### EXERCISE
From the entries that follow, extract each line holding the string "setID".
*** Block opens ***
PR #647, opened 2021-05-19
Move TimeConstrained from setSubstitutionSystem$cpp to libSetReplace

daneelsan:
## Changes

* Moves `TimeConstrained[...]` from `setSubstitutionSystem$cpp[...]` to inside `HypergraphSubstitutionSystem.cpp` in `libSetReplace`.
* Adds a new `TerminationReasonCode`: `8 -> "TimeConstrained"`.

## Comments

* `AbsoluteTiming` doesn't really match the time constraint:

```wl
In[] := WolframModel[
             {{1, 2}} -> {{1, 3}, {1, 3}, {3, 2}}, {{1, 1}},
             Infinity,
             TimeConstraint -> 1] // AbsoluteTiming // First
Out[] = 2.61478
```

## Examples

```wl
In[] := WolframModel[{{1, 2}} -> {{1, 3}, {1, 3}, {3, 2}}, {{1, 1}}, Infinity, TimeConstraint -> 1]
```

image

```wl
In[] := %["TerminationReason"]
Out[] = "TimeConstraint"
```

---
This change is [Reviewable](https://reviewable.io/reviews/maxitg/setreplace/647)

### DIFF
--- a/Kernel/setSubstitutionSystem$cpp.m
+++ b/Kernel/setSubstitutionSystem$cpp.m
@@ -193,8 +193,11 @@ setSubstitutionSystem$cpp[
   ,
     If[!returnOnAbortQ, Abort[], Missing["Unknown", $Aborted]]
   ];
-  terminationReason = Replace[$terminationReasonCodes[cpp$terminationReason[setID]], {
-    $notTerminated -> $timeConstraint}];
+
+  terminationReason = $terminationReasonCodes[cpp$terminationReason[setID]];
+  If[(terminationReason === $timeConstraint) && !returnOnAbortQ, Abort[]];
+  terminationReason = Replace[terminationReason, $notTerminated -> $timeConstraint];
+
   resultAtoms = Union[Catenate[numericAtomLists]];
   inversePartialGlobalMap = Association[Reverse /@ Normal @ globalIndex];
   inverseGlobalMap = Association @ Thread[resultAtoms
--- a/Kernel/setSubstitutionSystem$cpp.m
+++ b/Kernel/setSubstitutionSystem$cpp.m
@@ -186,6 +186,11 @@ setSubstitutionSystem$cpp[
   ,
     If[!returnOnAbortQ, Abort[]]
   ];
+
+  terminationReason = $terminationReasonCodes[cpp$terminationReason[setID]];
+  If[(terminationReason === $timeConstraint) && !returnOnAbortQ, Return @ $Aborted];
+  terminationReason = Replace[terminationReason, $notTerminated -> $timeConstraint];
+
   numericAtomLists = decodeAtomLists[cpp$setExpressions[setID]];
   events = decodeEvents[cpp$setEvents[setID]];
   maxCompleteGeneration = CheckAbort[
@@ -193,10 +198,6 @@ setSubstitutionSystem$cpp[
   ,
     If[!returnOnAbortQ, Abort[], Missing["Unknown", $Aborted]]
   ];
-
-  terminationReason = $terminationReasonCodes[cpp$terminationReason[setID]];
-  If[(terminationReason === $timeConstraint) && !returnOnAbortQ, Abort[]];
-  terminationReason = Replace[terminationReason, $notTerminated -> $timeConstraint];
 
   resultAtoms = Union[Catenate[numericAtomLists]];
   inversePartialGlobalMap = Association[Reverse /@ Normal @ globalIndex];
--- a/Kernel/setSubstitutionSystem$cpp.m
+++ b/Kernel/setSubstitutionSystem$cpp.m
@@ -105,7 +105,6 @@ ruleAtomsToIndices[left_ :> right_, globalIndex_, localIndex_] := ModuleScope[
 
 $maxInt64 = 2^63 - 1;
 $maxUInt32 = 2^32 - 1;
-$maxDouble = 1.7969*^308;
 
 $terminationReasonCodes = <|
   0 -> $notTerminated,
--- a/Kernel/setSubstitutionSystem$cpp.m
+++ b/Kernel/setSubstitutionSystem$cpp.m
@@ -13,7 +13,8 @@ importLibSetReplaceFunction[
    Integer,                  (* event selection function *)
    {Integer, 1, "Constant"}, (* ordering function index, forward / reverse, function, forward / reverse, ... *)
    Integer,                  (* event deduplication *)
-   Integer},                 (* random seed *)
+   (* random seed, passed as two numbers because LibraryLink does not support unsigned ints *)
+   {Integer, 1, "Constant"}},
   "Void"];
 
 importLibSetReplaceFunction[
@@ -103,7 +104,7 @@ ruleAtomsToIndices[left_ :> right_, globalIndex_, localIndex_] := ModuleScope[
   newLeft -> newRight
 ];
 
-$maxInt64 = 2^63 - 1;
+$unset = -1;
 $maxUInt32 = 2^32 - 1;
*** Block closes ***
### PROBLEM SOLUTION
-  terminationReason = Replace[$terminationReasonCodes[cpp$terminationReason[setID]], {
+  terminationReason = $terminationReasonCodes[cpp$terminationReason[setID]];
+  terminationReason = $terminationReasonCodes[cpp$terminationReason[setID]];
   numericAtomLists = decodeAtomLists[cpp$setExpressions[setID]];
   events = decodeEvents[cpp$setEvents[setID]];
-  terminationReason = $terminationReasonCodes[cpp$terminationReason[setID]];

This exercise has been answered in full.